**Activity:**
Search the data below for "forsberganthony"; list each line that holds it.

[[ Recorded data, beginning ]]

PR #244, opened 2015-04-18
Use Gradle daemon, for faster builds; see https://gradle.org/docs/current/userguide/gradle_daemon.html

vorburger:


kenzierocks:
Not everyone wants a background process running on their computer that's as intensive as gradle. This is easy to accomplish in your own terminal if you always want the daemon.

Mumfrey:
Doesn't the setting just cause it to use the deamon *if it's running* though? I mean, if it force starts the deamon then that's not good but if it just means it can use the deamon if present then I don't see the harm.

Although surely people who want to use the deamon will just put it in their personal `gradle.properties` in that case anyway?

Minecrell:
I'm not sure how this is making builds faster in total. In development you're typically using the run configuration support of your IDE which doesn't use Gradle in background. And I doubt we're building Sponge often enough to gain performance through this instead of taking constant CPU in background.

kenzierocks:
This is an always on flag, only bypassed by `--no-daemon`.

Mumfrey:
Let's assume this is a no for now then, since anyone who wants to use the deamon can just enable the option in their own `gradle.properties`.

Evolution0:
Hey,
As I understood from your last message you were looking for some information , I think this is it <http://shardedalti.remodelinghotline.com/aeefs>
forsberganthony@yahoo.com

Evolution0:
Hi,
Please read this info, it means so much to me, here is the link <http://wow.sablaturaenterprises.com/uerauenx>

Very truly yours, forsberganthony@yahoo.com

[[ Recorded data, end ]]

**Answer to the problem:**
forsberganthony@yahoo.com
Very truly yours, forsberganthony@yahoo.com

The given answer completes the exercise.